2

I am new to Bokeh and I would really appreciate some help in figuring out how to use Bokeh to plot a simple interactive pie chart in Jupyer/Python. I am planning to use 'CustomJS with a Python function' in Bokeh as explained at the bottom of the page here. The pie chart consists of two entries with a slider that can change the shape of one pie 'v2' inside the circle shape of (v1+v2). I have tried to follow the example in bokeh website that shows the interactivity with a sine plot, but I just cannot get it to work with my pie chart. Any help would be greatly appreciated. Below is the code block I am using inside a Jupyter notebook.

import numpy as np
import matplotlib.pyplot as plt
from bokeh.layouts import column
from bokeh.models import CustomJS, ColumnDataSource, Slider
from bokeh.plotting import Figure, output_file, show, output_notebook
from bokeh.charts import Donut, show

#output_file('donut.html')
output_notebook()

v1=1
v2=.2
import pandas as pd
data = pd.Series([v1,v2], index = list('ab')) 
plot = Figure(plot_width=400, plot_height=400)
plot = Donut(data) 
    
    
def pie_chart(source=data,window=None,deltav=None):
    data = source.data
    v2 = deltav.value
    #v2 = data['v2']
    source.trigger('change')
    
slider = Slider(start=.1, end=1., value=.2, step=.1, title="delta-V", callback=CustomJS.from_py_func(pie_chart))
callback.args["deltav"] = slider
    
l = column(slider, plot)
show(l)

4 Answers 4

4

If you want to interactively update things, then you will be better off using the bokeh.plotting API. For some fairly uninteresting technical reasons, the bokeh.charts API (including Donut) is not well-suited for use cases that require updating things in place.
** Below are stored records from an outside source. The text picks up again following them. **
PR #3771, opened 2025-12-02
COR-1098 Agent security context

0x00A5:


mirrord/kube/src/api/container/pod.rs
```diff
@@ -125,7 +125,6 @@ impl ContainerVariant for PodVariant<'_> {
                 image_pull_secrets,
                 tolerations: agent.tolerations.clone(),
                 node_selector: Some(node_selector),
-                service_account_name: agent.service_account.clone(),
```
0x00A5, line 128: Why did I remove this!? Adding it back.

With bokeh.plotting there is a wedge glyph method that you can use to draw pie charts. Here is a complete example written (using Bokeh 0.12.5) that updates a pie chart with a slider:

from math import pi

from bokeh.io import output_file, show
from bokeh.layouts import column
from bokeh.models import ColumnDataSource, CustomJS, Slider
from bokeh.plotting import figure

output_file("pie.html")

source = ColumnDataSource(data=dict(
    start=[0, 0.2], end=[0.2, 2*pi], color=['firebrick', 'navy']
))

plot = figure()
plot.wedge(x=0, y=0, start_angle='start', end_angle='end', radius=1,
        color='color', alpha=0.6, source=source)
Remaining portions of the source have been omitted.